### [TASK GOAL]
In the listing below, find the line holding "PR #313, opened 2018-10-07" and the line holding "This is the". Write out those two lines and all lines between, exactly, and nothing more.

--- TASK INPUT Enclosed Below ---

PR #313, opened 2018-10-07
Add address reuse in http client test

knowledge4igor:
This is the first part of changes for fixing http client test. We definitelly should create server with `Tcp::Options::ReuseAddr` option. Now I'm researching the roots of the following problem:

--- End of Enclosed TASK INPUT ---
--- TASK INPUT Enclosed Below ---

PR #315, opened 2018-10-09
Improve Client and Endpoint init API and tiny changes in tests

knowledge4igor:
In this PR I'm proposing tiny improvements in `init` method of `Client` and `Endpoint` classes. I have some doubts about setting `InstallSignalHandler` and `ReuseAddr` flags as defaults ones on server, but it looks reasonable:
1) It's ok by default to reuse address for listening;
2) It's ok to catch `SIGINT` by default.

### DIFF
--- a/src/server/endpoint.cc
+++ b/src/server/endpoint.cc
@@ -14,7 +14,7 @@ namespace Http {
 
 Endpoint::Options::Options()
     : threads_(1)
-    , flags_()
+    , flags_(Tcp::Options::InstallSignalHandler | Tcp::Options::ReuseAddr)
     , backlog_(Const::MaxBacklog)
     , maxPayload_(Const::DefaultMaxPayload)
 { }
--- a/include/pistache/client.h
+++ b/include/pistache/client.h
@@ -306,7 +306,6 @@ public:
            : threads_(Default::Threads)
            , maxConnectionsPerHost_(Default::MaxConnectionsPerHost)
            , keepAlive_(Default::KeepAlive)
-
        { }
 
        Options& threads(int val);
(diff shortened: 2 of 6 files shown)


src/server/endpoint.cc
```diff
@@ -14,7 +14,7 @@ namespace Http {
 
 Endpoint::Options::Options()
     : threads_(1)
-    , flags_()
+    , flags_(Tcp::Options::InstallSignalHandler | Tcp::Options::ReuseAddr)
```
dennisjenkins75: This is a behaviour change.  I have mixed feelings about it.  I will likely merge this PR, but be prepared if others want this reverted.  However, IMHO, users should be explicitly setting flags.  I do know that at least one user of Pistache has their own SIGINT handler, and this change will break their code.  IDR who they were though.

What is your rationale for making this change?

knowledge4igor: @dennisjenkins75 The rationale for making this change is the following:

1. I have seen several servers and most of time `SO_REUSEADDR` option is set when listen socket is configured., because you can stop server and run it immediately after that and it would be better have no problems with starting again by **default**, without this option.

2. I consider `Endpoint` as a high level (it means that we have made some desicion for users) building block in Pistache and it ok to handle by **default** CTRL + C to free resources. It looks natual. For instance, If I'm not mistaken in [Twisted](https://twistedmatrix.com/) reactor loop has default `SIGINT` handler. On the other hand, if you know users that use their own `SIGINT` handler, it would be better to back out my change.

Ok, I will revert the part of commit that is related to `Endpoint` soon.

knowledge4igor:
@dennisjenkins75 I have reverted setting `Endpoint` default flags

--- End of Enclosed TASK INPUT ---

### [RESPONSE AREA]
PR #313, opened 2018-10-07
Add address reuse in http client test

knowledge4igor:
This is the first part of changes for fixing http client test. We definitelly should create server with `Tcp::Options::ReuseAddr` option. Now I'm researching the roots of the following problem:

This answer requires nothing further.